Most of the humor comes from the awkwardness of the situation and from Percy being an incredibly heightened version of someone deep in their shell, although it starts to take on some more heart as the characters deepen. Jim and Sara provide some absurd asides, as their background journey parallels Maddie’s realizations that her past is defining who she is now, and getting in the way of her dreams.
There’s some fair if clunky commentary on gentrification and how helicopter parents often cause the very problems they’re trying to avoid. But its core is really about the ways in which holding on to our past causes us damage in the present, and all the ways in which our dreams and true selves are repressed.

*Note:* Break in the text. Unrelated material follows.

PR #959, opened 2026-08-20
docs(agent): adjust the agent rules after first use

rebel-cjlee:
### 🚀 Summary of Changes

Follow-up to #936. Some adjustments from using the rules and from what the review surfaced.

It’s not the deepest exploration of that, and its humor was pretty hit or miss for me (with some distinct hits, to be clear), so it’s unlikely to leave a lasting impression.
Don’t go in expecting to have your mind blown, but don’t expect a hollow 90s sex comedy, either. On the whole, that clunkiness weighed it down more than I’d have liked, but its heart buoyed it enough that I can recommend it if you’re looking for a lightly raunchy good time with a couple things to say.